Top of Entries shown

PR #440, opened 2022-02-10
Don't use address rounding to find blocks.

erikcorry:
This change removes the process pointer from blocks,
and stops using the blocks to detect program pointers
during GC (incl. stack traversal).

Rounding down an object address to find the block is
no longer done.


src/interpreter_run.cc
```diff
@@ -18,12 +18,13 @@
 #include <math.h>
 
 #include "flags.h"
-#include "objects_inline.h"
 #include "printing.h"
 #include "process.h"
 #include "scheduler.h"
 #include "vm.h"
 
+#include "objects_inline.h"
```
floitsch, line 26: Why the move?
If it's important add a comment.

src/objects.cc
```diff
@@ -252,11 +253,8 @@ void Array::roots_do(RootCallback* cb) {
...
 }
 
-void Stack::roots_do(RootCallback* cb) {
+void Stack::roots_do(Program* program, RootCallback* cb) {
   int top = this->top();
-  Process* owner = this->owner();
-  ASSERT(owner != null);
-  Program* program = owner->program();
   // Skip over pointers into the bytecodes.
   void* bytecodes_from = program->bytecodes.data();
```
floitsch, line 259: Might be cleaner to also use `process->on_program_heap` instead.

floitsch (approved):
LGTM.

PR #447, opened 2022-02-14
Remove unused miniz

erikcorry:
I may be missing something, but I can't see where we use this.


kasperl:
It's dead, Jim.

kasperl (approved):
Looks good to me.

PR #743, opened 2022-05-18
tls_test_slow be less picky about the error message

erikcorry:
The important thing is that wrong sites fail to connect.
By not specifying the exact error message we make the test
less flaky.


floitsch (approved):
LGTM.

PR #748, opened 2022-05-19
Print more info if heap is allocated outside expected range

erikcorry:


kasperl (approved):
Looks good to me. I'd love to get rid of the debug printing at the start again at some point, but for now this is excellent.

Bottom of Entries shown
Top of Entries shown

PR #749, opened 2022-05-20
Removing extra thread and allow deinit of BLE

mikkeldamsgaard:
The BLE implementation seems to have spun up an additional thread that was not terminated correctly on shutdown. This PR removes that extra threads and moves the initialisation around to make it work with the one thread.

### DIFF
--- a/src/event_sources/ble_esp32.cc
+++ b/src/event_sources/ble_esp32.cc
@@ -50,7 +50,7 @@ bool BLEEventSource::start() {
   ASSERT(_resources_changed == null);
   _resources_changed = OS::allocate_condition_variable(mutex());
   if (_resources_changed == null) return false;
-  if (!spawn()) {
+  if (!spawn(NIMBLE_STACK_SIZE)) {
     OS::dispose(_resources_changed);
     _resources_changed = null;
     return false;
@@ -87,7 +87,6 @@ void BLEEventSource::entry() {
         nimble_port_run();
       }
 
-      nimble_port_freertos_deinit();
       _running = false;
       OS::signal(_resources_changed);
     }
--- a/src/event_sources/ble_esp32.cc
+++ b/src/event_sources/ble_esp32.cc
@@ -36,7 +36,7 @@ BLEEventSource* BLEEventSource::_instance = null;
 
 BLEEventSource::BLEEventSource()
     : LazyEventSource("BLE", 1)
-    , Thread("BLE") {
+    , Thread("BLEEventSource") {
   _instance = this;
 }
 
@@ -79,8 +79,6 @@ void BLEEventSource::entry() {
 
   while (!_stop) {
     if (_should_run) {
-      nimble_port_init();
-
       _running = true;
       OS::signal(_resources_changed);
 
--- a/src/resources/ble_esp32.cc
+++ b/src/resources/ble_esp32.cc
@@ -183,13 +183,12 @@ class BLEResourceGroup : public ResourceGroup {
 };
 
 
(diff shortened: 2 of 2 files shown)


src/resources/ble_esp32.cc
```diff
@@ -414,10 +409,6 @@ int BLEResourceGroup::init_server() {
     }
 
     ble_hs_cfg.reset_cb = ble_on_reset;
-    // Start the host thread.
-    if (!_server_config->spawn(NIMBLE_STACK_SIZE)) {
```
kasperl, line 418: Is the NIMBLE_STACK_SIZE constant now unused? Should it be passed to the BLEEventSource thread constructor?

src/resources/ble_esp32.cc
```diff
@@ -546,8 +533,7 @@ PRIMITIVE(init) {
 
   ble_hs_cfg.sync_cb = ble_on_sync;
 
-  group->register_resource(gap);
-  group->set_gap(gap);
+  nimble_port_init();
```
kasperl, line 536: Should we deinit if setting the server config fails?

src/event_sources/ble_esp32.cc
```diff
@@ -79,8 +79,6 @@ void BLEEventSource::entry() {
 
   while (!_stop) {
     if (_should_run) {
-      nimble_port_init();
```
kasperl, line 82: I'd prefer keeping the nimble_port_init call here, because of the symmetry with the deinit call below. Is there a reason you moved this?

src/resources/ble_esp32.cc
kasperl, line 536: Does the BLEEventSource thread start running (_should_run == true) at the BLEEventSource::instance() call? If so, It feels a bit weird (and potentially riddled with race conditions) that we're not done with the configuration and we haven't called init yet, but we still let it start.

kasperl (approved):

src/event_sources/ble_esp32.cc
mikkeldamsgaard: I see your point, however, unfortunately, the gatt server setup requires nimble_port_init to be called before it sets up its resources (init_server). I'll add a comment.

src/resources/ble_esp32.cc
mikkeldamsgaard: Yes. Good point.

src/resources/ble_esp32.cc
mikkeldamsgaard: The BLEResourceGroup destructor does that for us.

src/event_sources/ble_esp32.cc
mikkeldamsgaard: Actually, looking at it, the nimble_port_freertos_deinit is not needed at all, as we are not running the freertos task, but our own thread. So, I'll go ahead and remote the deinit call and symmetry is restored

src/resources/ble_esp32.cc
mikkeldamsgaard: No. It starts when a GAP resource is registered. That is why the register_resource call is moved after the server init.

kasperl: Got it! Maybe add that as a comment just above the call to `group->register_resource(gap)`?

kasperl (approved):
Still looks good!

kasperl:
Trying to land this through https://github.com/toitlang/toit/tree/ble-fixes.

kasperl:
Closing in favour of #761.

Bottom of Entries shown

Copy the entries above exactly, but only from the line holding "PR #440, opened 2022-02-10" through the line holding "PR #748, opened 2022-05-19", both included.

*Exercise result:*
PR #440, opened 2022-02-10
Don't use address rounding to find blocks.

erikcorry:
This change removes the process pointer from blocks,
and stops using the blocks to detect program pointers
during GC (incl. stack traversal).

Rounding down an object address to find the block is
no longer done.


src/interpreter_run.cc
```diff
@@ -18,12 +18,13 @@
 #include <math.h>
 
 #include "flags.h"
-#include "objects_inline.h"
 #include "printing.h"
 #include "process.h"
 #include "scheduler.h"
 #include "vm.h"
 
+#include "objects_inline.h"
```
floitsch, line 26: Why the move?
If it's important add a comment.

src/objects.cc
```diff
@@ -252,11 +253,8 @@ void Array::roots_do(RootCallback* cb) {
...
 }
 
-void Stack::roots_do(RootCallback* cb) {
+void Stack::roots_do(Program* program, RootCallback* cb) {
   int top = this->top();
-  Process* owner = this->owner();
-  ASSERT(owner != null);
-  Program* program = owner->program();
   // Skip over pointers into the bytecodes.
   void* bytecodes_from = program->bytecodes.data();
```
floitsch, line 259: Might be cleaner to also use `process->on_program_heap` instead.

floitsch (approved):
LGTM.

PR #447, opened 2022-02-14
Remove unused miniz

erikcorry:
I may be missing something, but I can't see where we use this.


kasperl:
It's dead, Jim.

kasperl (approved):
Looks good to me.

PR #743, opened 2022-05-18
tls_test_slow be less picky about the error message

erikcorry:
The important thing is that wrong sites fail to connect.
By not specifying the exact error message we make the test
less flaky.


floitsch (approved):
LGTM.

PR #748, opened 2022-05-19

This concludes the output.